The nation’s consumer price index, a gauge of the prices of goods and services, rose by 2.5 percent year-on-year in September. Analysts said consumer inflation in the fourth quarter is expected to be mild, but China should get prepared for the effect of possible spikes in international oil prices on domestic inflation.
CPI growth last month was 0.2 percentage point higher than in August, according to data released by the National Bureau of Statistics on Oct 16. It was the highest level in seven months. In month-on-month terms, it rose by 0.7 percent.
The rise in CPI is mainly caused by food price rises due to seasonal factors and natural disasters, such as extreme weather, which pushed up vegetable prices, the bureau said in a statement.
Heavy flooding in late August in Shouguang, a city in Shandong province, a major center of China’s vegetable production, reduced the supply of vegetables and fruit and pushed up their prices, contributing to 0.35 percentage point of year-on-year CPI growth in recent months, said Li He, an analyst at Bank of China.
In the fourth quarter, the inflation situation is expected to remain stable, Li said. Extreme weather may still have an impact on inflation, but the effect would be short-lived, he said.
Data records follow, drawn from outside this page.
PR #103, opened 2026-07-26
refactor(python): cut the trigger list and the rules the body already teaches

ericrisco:
Migrates `python` to the Claude-5-era authoring rubric. Context-engineering pass only — no
recommendation, version, command, flag or figure changed.

| Metric | Before | After |
| --- | --- | --- |
| `description` | 757 chars | **331 chars** (-56%) |
| Body | 18442 B / 369 lines | **15215 B / 320 lines** (-17.5%) |
| eval-lint | PASS | **PASS** (6 should_trigger / 5 should_not_trigger / 1 capability) |
| `references/` linked from body | 3 of 3 (bare paths) | **3 of 3** (inline links) |

### Description

A third of the old budget was a `Triggers: '…'` phrase list in two languages — "set up a Python
project with uv", "is this Pythonic / modernize to 3.12+", "convertir este gather a TaskGroup",
"any .py file or pyproject.toml" — that the model matches by meaning anyway. This is a high-install
language skill, so that list was paid for on every turn by a large share of users. Rewritten for
discrimination rather than coverage: what the skill owns, plus the two boundaries that actually
decide routing — NOT a FastAPI/ASGI service (that is `fastapi`), NOT a deep pytest suite (that is
`testing-py`).

### What went

- **The "When to use / When NOT to use" section** — its "Use when" paragraph restated the
  description clause for clause. The delegation list survives whole as *Scope — what this skill
  delegates*; every redirect is unchanged (fastapi, testing-py, secure-coding, deployment,
  go/typescript/rust, django).
- **Five of the ten decision rules** — each restated something the body teaches in full below it.
  They moved next to what they govern instead of vanishing: pathlib-not-`os.path` and
  logging-not-`print` are now bullets in Stdlib idioms; "never hand-edit `requirements.txt`,
  `uv add` updates `uv.lock`" sits in Project layout & packaging; TaskGroup-over-`gather` is the
  Async section's whole thesis (the old rule literally pointed at it — "rule 8 in Async below");
  the mutable-default rule is row one of the anti-patterns table.
- **The 15-row "Quick reference" table** — a lookup copy of commands and idioms already shown
  above it (uv verbs block, quality gate, typing examples, security block). Checked row by row
  before cutting; nothing lived only there.
- **The trailing "See Also" and reference index** — pointer layers over links that already exist
  at point of use. `fastapi`, `secure-coding`, `deployment` and `harness` are linked inline,
  `testing-py` is named twice by id, and the three `references/` files became real inline markdown
  links instead of bare paths, so the invariant holds and they are now clickable.
- **Project grounding** compressed 12 → 6 lines: same three instructions, minus the
  re-explanation of the 02-DOCS / `CLAUDE.md` layout that `harness` owns.

### What stayed, deliberately

The version and tooling paragraph (3.12 floor / 3.14 current released 7 Oct 2025, PEP 649/749,
PEP 750, `compression.zstd`, uv 0.11, ruff 0.15, mypy 1.20 `--strict`, pytest 8), the data-modeling
decision table, the TypeVar-vs-PEP-695, `gather`-vs-`TaskGroup` and eval/pickle/`shell=True`/random
Bad/Good pairs, the `pyproject.toml` and uv-verbs blocks, the quality gate, the pytest baseline, the
embedded Python-specific security block, and the 12-row anti-patterns table the rubric requires —
its column header renamed from "Rationalization" to "Tempting move" so it reads as the concrete
failure modes it actually lists.

### Substance untouched

Every version, PEP number, flag and command is verbatim. All ten fences stay language-tagged, the
frontmatter parses as YAML, all four `../<sibling>/SKILL.md` links resolve, and `manifest.json` is
untouched — the orchestrator regenerates it.

### DIFF
--- a/skills/python/SKILL.md
+++ b/skills/python/SKILL.md
@@ -1,6 +1,6 @@
 ---
 name: python
-description: "Use when writing, reviewing, modernizing, typing, or packaging Python at the language level (any framework or none) - PEP 695 generics and the type-alias statement, mypy --strict typing, dataclasses/Protocol/TypedDict/Enum choices, asyncio.TaskGroup and structured concurrency, stdlib idioms (pathlib/itertools/functools/contextlib/match), src/ layout + pyproject.toml managed with uv, and a ruff+mypy+pytest verify gate. Triggers: 'set up a Python project with uv', 'is this Pythonic / modernize to 3.12+', 'make mypy --strict pass', 'convertir este gather a TaskGroup', 'dataclass slots frozen vs NamedTuple', any .py file or pyproject.toml. NOT building a FastAPI/ASGI service (that is fastapi), NOT a deep pytest fixture/mock suite (that is testing-py)."
+description: "Use when the task is Python itself, in any framework or none: PEP 695 generics, mypy --strict typing, dataclass/Protocol/TypedDict/Enum choices, asyncio.TaskGroup, stdlib idioms, src/ layout + pyproject.toml with uv, ruff+mypy+pytest gate. NOT a FastAPI/ASGI service (that is fastapi), NOT a deep pytest suite (that is testing-py)."
 tags: [python, typing, async, packaging, uv]
 recommends: [fastapi, secure-coding, deployment]
 origin: risco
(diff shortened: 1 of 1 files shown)


ericrisco:

PR #104, opened 2026-07-26
refactor(secure-coding): migrate to the Claude-5-era authoring rubric

ericrisco:
Migrates `secure-coding` to the Claude-5-era authoring rubric (`scripts/skill-rubric.md`, applied per `scripts/skill-migration-brief.md`).

| | Before | After |
|---|---|---|
| `description` | 547 chars | **353 chars** |
| body | 20,366 bytes / 365 lines | **17,936 bytes / 336 lines** |
| eval-lint | PASS | **PASS** (should_trigger=7, should_not_trigger=6, capability=2) |

**Nothing security-substantive changed.** The OWASP Top 10 mapping, the Argon2id parameters and the OWASP floor they are measured against, the full SSRF blocklist (`169.254.169.254`, `10/8`, `172.16/12`, `192.168/16`, `127/8`, `::1`, `fc00::/7`, `fe80::/10`), the pinned-algorithm JWT decode, the magic-byte upload sniff, the CSP/HSTS header set, every tool flag and every pinned version are all still in the body, verbatim. A security rule is load-bearing by definition — this pass moved rules, it did not soften or drop any.

## Description

Dropped the 8-phrase `Triggers: '…'` list ("security review", "threat model this", "is this safe", "harden auth", "rotate secrets", "fix this vuln", "OWASP", …). The model matches by meaning, and that list is in context on every turn the skill is installed, invoked or not.

The new boundary names two **real** siblings, chosen for discrimination:

- `security-scan` — running the scanners and triaging their raw output. This mirrors security-scan's own description, which already ends `NOT threat-modeling, OWASP design reasoning, or authoring the fix (that is secure-coding)`; the pair now discriminates from both sides.
- `agent-safety` — prompt-injection guardrails on a running agent. "Prompt injection" reads like a security bug, so this is the mis-route most worth pre-empting.

`security-reviewing a diff` and the four stacks stayed: they are the strongest routing signal the skill has.

## What went

- **"When to use / When NOT to use" (18 lines)** → one paragraph after the operating posture. The Use-when bullets restated the description; all four NOT bullets survive with every routing target upgraded from a bare name to a resolvable link (`agent-safety`, `building-agents`, `security-scan`, `deployment`), and the legal out-of-scope line on third-party pentesting is untouched.
- **"Core principles (non-negotiable)" (8 numbered rules)** → each moved to the step it governs, with the reason it is absolute instead of a shouted header. Validate-at-the-boundary opens Input validation; parameterize is row 1 of the trust-boundary table; authorize per-object on every request is now the flagship A01 paragraph *and says why* — the id in the URL is attacker-controlled, so the ownership predicate is the only thing between a stranger and the row; encode-by-context sits in the XSS paragraph; secrets-never-in-repo opens Secrets; fail-closed is in the logging list with its reason (a stack trace in a response is free reconnaissance); reachable-CVE-is-a-release-blocker is workflow step 6; least privilege moved *up* into the 30-second model, where it is the one control that still caps blast radius after another defense fails.
- **"Quick reference" (14-row tail table)** — every row already appeared, or now appears, at point of use: the semgrep `--config=auto --severity ERROR` gate in the verify.sh section, the `gitleaks dir . --redact` / `gitleaks git .` split and the `pip-audit` / `osv-scanner scan source -L pnpm-lock.yaml` / `govulncheck ./...` flags in Secrets & supply chain, Argon2id parameters and cookie flags in AuthN/AuthZ, the CSP starter and CORS rule inside their code blocks, and the SSRF blocklist inside the anti-patterns row that argues for it.
- **Tail "See Also" index** — folded into inline mentions. Nothing lost a pointer; the `harness` link in particular moved onto the secrets bullet, where `01-TOOLS/<PROVIDER>/.env` is the rule being reinforced.
- **The repeated `references/owasp-by-stack.md A0x` cell** in every row of two tables → one line stating that the A-numbers index that file.
- **"Project grounding" 17 lines → 9** — same instruction (read `wiki/stack/security.md` first, record the real choices, index it, bump `Updated`, never gate the task), without re-teaching what `harness` owns.

## What stayed, on purpose

- **The anti-patterns table, all 12 rows**, retitled from "Anti-patterns / rationalizations → STOP". The rubric requires the table, and no row restates a rule above it — each carries a concrete attack: XSS steals a `localStorage` token instantly, internal fetch *is* the SSRF target (metadata, RDS), a transitive CVE still ships in your bundle.
- **All three IDOR vulnerable→fixed blocks** (FastAPI + SQLAlchemy 2.0, Next.js 15 App Router with `params` as a Promise, Go 1.22 `ServeMux` + `slog`) and every other fence. They teach judgment by demonstration and carry the skill's actionability.
- The read-only / exploitability-first / every-finding-ships-a-fix posture, the 6-step PR-sized workflow, the trust-boundary table, the OWASP fastest-fix table, the lethal-trifecta framing, and `verify.sh` as the gate.
- The 2026 Auth.js / Better Auth library note and every pinned version (Python 3.12+, Next.js 15 / React 19, Go 1.22+, Dart 3, PostgreSQL 16).

## Verification

- `bash scripts/eval-lint.sh` → `secure-coding PASS (should_trigger=7, should_not_trigger=6, capability=2)`
- `description` 353 chars, parses as single-line quoted YAML.
- All four `references/` files are pointed at from the body: `threat-modeling.md` (workflow step 2), `owasp-by-stack.md` (step 3, the A-number note, the flagship tail), `authn-authz.md` (trust-boundary table + AuthN tail), `secrets-and-supply-chain.md` (Secrets tail + verify.sh).
- All 10 `../<sibling>/SKILL.md` links resolve under `skills/`.
- `manifest.json` untouched (derived; the orchestrator regenerates it). `npm test` / `npm run validate` not run — no `node_modules` in this worktree, per the brief.

### DIFF
--- a/skills/secure-coding/SKILL.md
+++ b/skills/secure-coding/SKILL.md
@@ -1,6 +1,6 @@
 ---
 name: secure-coding
-description: "Use when threat-modeling a feature, reviewing code or a diff for security, hardening authentication/authorization, handling secrets, configuring CORS/CSP/security headers, or fixing OWASP-class vulnerabilities (broken access control, injection, SSRF, auth failures, supply-chain) in FastAPI/Python, Go, Next.js, or Flutter. Triggers: 'security review', 'threat model this', 'is this safe', 'harden auth', 'rotate secrets', 'fix this vuln', 'OWASP', 'why is this endpoint exposed', before merging an endpoint that touches auth/payments/PII/uploads."
+description: "Use when securing application code: threat-modeling a feature, security-reviewing a diff, hardening auth/authz, secrets, CORS/CSP, or fixing OWASP-class bugs (access control, injection, SSRF, supply chain) in FastAPI, Next.js, Go or Flutter. NOT running the scanners (that is security-scan), NOT agent prompt-injection guardrails (that is agent-safety)."
 tags: [security, owasp, stride, auth, review]
 recommends: [deployment]
 origin: risco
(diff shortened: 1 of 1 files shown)


ericrisco:

PR #105, opened 2026-07-26
refactor(flutter): cut the trigger list and the two trailing reference indexes

ericrisco:
Context-engineering pass on `flutter` against `scripts/skill-rubric.md`. No recommendation, version, command or code snippet changed.

## Numbers

| | before | after |
|---|---|---|
| description | 403 chars | **349 chars** |
| body | 20586 B / 449 lines | **17527 B / 400 lines** (-15%) |
| eval-lint | PASS | **PASS** (7 should_trigger / 6 should_not_trigger / 2 capability) |

## Description

The old one ended in a 200-char `Triggers:` keyword list. That list is in context on every turn the skill is installed, invoked or not, and the model matches by meaning anyway. It is now replaced by a discriminating boundary naming the two skills a reader is genuinely choosing between:

> …Targets Flutter 3.44 / Dart 3.12. NOT React Native (that is `react-native`), NOT Compose Multiplatform (that is `compose-multiplatform`).

Both siblings exist under `skills/`.

## What went

- **"Use when"** — three bullets restating the description one screen below it.
- **"Quick reference"** (15 rows) — every row pointed at a reference already linked inline at the point where that API is taught, and its Default-API column duplicated "Decision rules".
- **"See Also"** — a second index of the same five references.
- **Four anti-pattern rows** that were verbatim restatements of a line above them: the two-boolean-flags row and the global-provider-for-a-checkbox row are literally rows of "Decision rules"; legacy `StateProvider` and `pumpAndSettle` are each stated in full in their own section.
- **"Project grounding"** compressed from a numbered re-teaching of the 02-DOCS wiki convention to one paragraph pointing at `harness`, which owns it.

## What stayed, and why

- **Every code block and every pinned version** — Flutter 3.44 / Dart 3.12, Riverpod 3.0, go_router 17.2.x (+ `go_router_builder` 4.3.x), freezed 3.x, dio 5.x, mocktail 1.x. This is the substance the skill is installed for.
- **The SDD new-feature gate** and **"Decision rules"** — a real branch in the flow, not a rule bank.
- **The anti-patterns table**, required by the rubric — retitled from `Rationalization | Reality` to `Anti-pattern | Why it fails / do instead`, so it names the failure mode rather than a voice in the reader's head. Ten concrete rows remain.
- **All five `references/` files linked inline**; `references/testing.md` is pointed to from both the Riverpod and the Testing section, since widget/golden test mechanics live there.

But he warned that there may be a risk of surging international oil prices caused by rising geopolitical tensions. He also said that pork prices may surge in some provinces due to the impact of African swine fever.
Hu Yuexiao, chief analyst at Shanghai Securities, said that the rising CPI will not alter the current monetary policy stance for the sake of economic stabilization and financial risk control. “The stance needs to be appropriately loose,” he said.
China’s CPI may register a mild rise of 2.1 percent this year, up from 1.6 percent in 2017, said a research note from securities firm Nomura. “We expect CPI inflation to moderate over the next couple of months as vegetable prices normalize. We do not expect contained inflation to affect Beijing’s policy agenda to stimulate domestic demand and investment.”
China’s producer price index, which gauges factory-gate prices, eased to 3.6 percent year-on-year in September, down from 4.1 percent in the previous month.
The easing growth is mainly caused by the relatively high base of last September, the statistics bureau said.
In month-on-month terms, it rose 0.6 percent, the fastest this year, caused mainly by China’s overcapacity reduction initiative, which reduces supply in some upstream sectors. The spill-over effect of rising international oil prices is also a factor behind the falling PPI growth, Li said.